Forward indexes are developed to store a list of words for each document. Queries on forward indexes tend to satisfy queries such as frequent full-text queries for each document in an ordered fashion and validation of each word in a checked document. In a forward index, the documents occupy the center position, and each document points to a sequence of index entries that it contains. That is, the document points to those words it contains, while the reverse index has the word pointing to the document that contains it, and it's easy to see the reverse relationship.
Extension:
Problem example: document retrieval system, querying those documents that contain a certain word, such as a common keyword search for academic papers.
VIII, external sorting
Scope of application: sorting of large data, de-duplication
Basic principles and points: external sorting of the subsumption method, replacement selection of the loser tree principle, the optimal subsumption tree
Expansion:
Example of problems:
1). There is a 1G size of a file, in which each line is a word, the size of the word does not exceed 16 bytes, the memory limit size is 1M. return the highest frequency of 100 words.

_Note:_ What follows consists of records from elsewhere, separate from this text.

PR #156, opened 2024-09-15
Fix: Retry should not be responsible for releasing a job's lock

vchan:


tobymao:
what was the consequence of this happening? why were there no test failures?

PR #169, opened 2024-10-04
fix: static gzip assets starlette + fallback

### LINKED ISSUE #168: Starlette web not working
Because of: https://github.com/tobymao/saq/commit/8f4aa33c16acea98fa1641da7e914bd224eb94c1, now the starlette website is not loading because can't find pico.min.css or snabbdom.js

image

I'm creating a fix, should we just hardcode that if it's any of the files it gets the .gz path or what approach do you want to take?

Thanks for your work, it's an amazing library :)

aleixrodriala:
Fixes #168 

I have also added the files for fallback in case browser doesn't have gzip compression, maybe not needed.


aleixrodriala:
done

aleixrodriala:
Yes sorry, I'm out now will fix in a couple hours

Issue #172, opened 2024-10-06
Feature: `asyncpg` Queue backend


cofin:
It's nice to see a Postgres backend added.  I'm just starting to experiment with it, and so far, it's great.

I'm curious do you have plans to offer an an `asyncpg` based Queue in addition the current `psycopg` implementation?  If not, would you be willing to accept a PR adding support?

tobymao:
hey @cofin, probably not unless the PR is extremely minimal. i don't think there would be much benefit to it. going to close this issue for now but happy to discuss

cofin:
@tobymao maybe I could ask for your opinion then.  

The LGPL license that `psycopg` has is problematic for my use case (and many other organization have a similar stance). What was the reason for using `psycopg` over `asyncpg`?  Are there additional features (other than sync support) that `psycopg` offers?  

Just to further clarify my use case.  All of the databases I would connect to are Google CloudSQL or AlloyDB instances.  There's a convenient `asyncpg` integration for the auth proxy, but there is no such library for `psycopg`.

tobymao:
@cofin i change my mind. due to it being lgpl, i'll accept a PR that replaces psycopg with it. will you make a PR? i'm  currently quite constrained so may not be able to do it

cofin:
@tobymao, Thanks for reconsidering. I don't mind creating the PR, and I've actually made a bit of progress on it already.  Did you want me to remove the psycopg implementation or allow for either to be used?

tobymao:
probably remove it. is it a pretty easy switch?

cofin:
> probably remove it. is it a pretty easy switch?

Yes, for the most part.  

The main changes are around prepared statements and the way the listen/notify mechanism works.  I'll submit the PR with them both added, you can weigh in once more.  At that point, I can remove the psyocpg adapter before we merge.

PR #177, opened 2024-10-13
feat: `asyncpg` adapter

cofin:
This PR implements the `asyncpg` adapter mentioned in #172 

I've left the current `psycopg` adapter in as a reference, but I can remove (if needed) based on feedback here.


saq/queue/postgres_asyncpg.py
```diff
@@ -0,0 +1,685 @@
...
+class PostgresAsyncpgQueue(Queue):
+    """
+    Queue is used to interact with Postgres using asyncpg.
+    """
+
+    @classmethod
+    def from_url(  # pyright: ignore[reportIncompatibleMethodOverride]
+        cls: type[PostgresAsyncpgQueue],
+        url: str,
+        min_size: int = 4,
```
cofin, line 56: There's no obvious way to resize a queue in `asyncpg`.  Instead of having `min_size` and `max_size` as an init method, the are named arguments here.

saq/queue/postgres_asyncpg.py
```diff
@@ -0,0 +1,685 @@
...
+    def __init__(self, pool: Pool, key: str) -> None:
+        super().__init__()
+        self.pool = pool
+        self.key = key
+        self._connection: PoolConnectionProxy | None = None
+
+    async def _start(self) -> None:
+        if self._connection is None:
+            self._connection = await self.pool.acquire()
+        txn = self._connection.transaction()
```
cofin, line 666: Leaving this as a context manager as it was in the `psycopg` implementation caused the connection to be released too early

cofin: There's no way to disable `autocommit` at the driver level in `asyncpg`; creating the transaction manually.

tobymao:
i just merged my commit, can you rebase?

tobymao:
i can't really compare the two implementations like this, can you redo it so that you just rewrite the existing postgres adapter?

cofin:
> i can't really compare the two implementations like this, can you redo it so that you just rewrite the existing postgres adapter?

Yep, can do.  I'll also bring in your updated changes.

saq/queue/postgres.py
```diff
@@ -61,11 +63,7 @@ class PostgresQueue(Queue):
         stats_table: name of the Postgres table SAQ will write stats to (default "saq_stats")
         dump: lambda that takes a dictionary and outputs bytes (default `json.dumps`)
         load: lambda that takes str or bytes and outputs a python dictionary (default `json.loads`)
-        min_size: minimum pool size. (default 4)
-            The minimum number of Postgres connections.
-        max_size: maximum pool size. (default 20)
-            If greater than 0, this limits the maximum number of connections to Postgres.
-            Otherwise, maintain `min_size` number of connections.
```
cofin, line 68: Moved to the `from_url` method since it can't be modified after initial creation.

cofin:
I've made the updates for the group and priority settings.  I think it's ready for you to take a look at this point.

tests/test_queue.py
```diff
@@ -664,58 +653,49 @@ async def test_finish_ttl_positive(self, mock_time: MagicMock) -> None:
...
-                ).format(self.queue.jobs_table),
-                (job.key,),
+                WHERE key = $1
+                """.format(self.queue.jobs_table),
+                job.key,
             )
-            result = await cursor.fetchone()
             self.assertIsNone(result)
 
     async def test_cron_job_close_to_target(self) -> None:
```
cofin, line 701: This test is a bit flaky.  It passes about 50-60% of the time for me.

saq/queue/postgres.py
```diff
@@ -386,131 +349,97 @@ async def listen(
...
-                          job = %(job)s
-                          ,status = %(status)s
-                          ,scheduled = %(scheduled)s
-                          {expire_at}
-                        WHERE key = %(key)s
-                        """
-                    )
-                ).format(
-                    jobs_table=self.jobs_table,
-                    expire_at=SQL(",expire_at = %(expire_at)s" if expire_at != -1 else ""),
```
cofin, line 419: This is cool syntax sugar I wasn't aware of from `psycopg`.  

Since there isn't a direct equivalent to this, the easiest thing to do was to break this into 2 statements.

tobymao:
benchmarks like 8.5x slower before this is considered, it needs to be fixed benchmarks/simple.py saq_pg

tobymao:
i'm also not a big fan of the api of asyncio compared to psycopg, looks like it's not dbapi. 

given the benchmarks, i'm so far not inclined to accept it, considering lgpl v3 only means users cannot modify the source, it doesn't seem to be that detrimental, but i do understand some companies cannot adhere to it.

cofin:
That's quite a surprising difference on performance.  I definitely would not have expected that great of a difference.

Re: the dbapi comment, you are correct.  It does not have a dbapi compatible interface.  Given this difference, do you want me to spend time investigating the performance gap?

tobymao:
@cofin i've been thinking about it a bit and i apologize but i don't think i have much appetite for this at the moment, so i think we can close this for now. sorry about that and thanks for the effort.

PR #179, opened 2024-10-18
Feat: Support burst mode

izeigerman:


saq/worker.py
```diff
@@ -102,6 +107,19 @@ def __init__(
         self.tasks: set[Task[t.Any]] = set()
         self.job_task_contexts: dict[Job, JobTaskContext] = {}
         self.dequeue_timeout = dequeue_timeout
+        self.burst = burst
+        self.max_burst_jobs = max_burst_jobs
+        self.burst_jobs_processed = 0
+        self.burst_jobs_processed_lock = threading.Lock()
```
tobymao, line 113: this needs to be an async lock, not a thread lock i think

tobymao:
i was thinking we'd change the self.start method to have a different flow with process instead of reusing it.

but maybe this is ok

tobymao (approved):

saq/worker.py
izeigerman: The `process` method is a sync one. Discussed in person

PR #188, opened 2024-11-18
fix job info always full

N1LEX:
__repr__ info of job is always True


tobymao:
you can just use info for this

N1LEX:
@tobymao

PR #196, opened 2024-12-12
Add handling for Redis timeout error in dequeue method

AIvashov:


saq/queue/redis.py
```diff
@@ -335,24 +336,28 @@ async def abort(self, job: Job, error: str, ttl: float = 5) -> None:
...
+                    "RIGHT",
+                )
+        except RedisTimeoutError:
+            logger.debug("Dequeue timed out")
+            return None
+
         if job_id is not None:
             return await self._get_job_by_id(job_id)
 
-        logger.debug("Dequeue timed out")
```
tobymao, line 355: this is no longer handle anymore right

tobymao:
when does this happen? can you give me a little more context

This data has obvious characteristics, the size of the word is 16 bytes, but the memory is only 1m to do the hash is somewhat insufficient, so it can be used to sort. The memory can be used as an input buffer.
nine, trie tree
Scope: large amount of data, repetition, but the small variety of data can be put into memory
Fundamentals and key points: the way to achieve the node children's representation
Expansion: compression of the implementation.
Problem example:
1). There are 10 files, 1G each, and each line of each file holds the user's query, which may be repeated in each file. You are asked to sort them by the frequency of the query.
2).10 million strings, some of them are the same(duplicates), need to remove all the duplicates and keep the strings without duplicates. How to design and implement?
3). Finding popular queries: the query string has a relatively high degree of repetition, although the total number is 10 million, but if you remove the duplicates, no more than 3 million, each no more than 255 bytes.
X. Distributed processing mapreduce
Scope of application: a large amount of data, but small types of data can be put into memory
Basic principles and key points: the data will be handed over to different machines to deal with the data division, the results of the generalization of the approximation.
Extension:
Problem example:
1).The canonical example application of MapReduce is a process to count the appearances ofeach different word in a set of documents:
2). Massive amount of data is distributed among 100 computers, think of a way to efficiently count the TOP10 of this data.
3). A **** has N machines with N counts on each machine. Each machine stores up to O(N) numbers and operates on them. How do you find the median (median) of the N^2 numbers?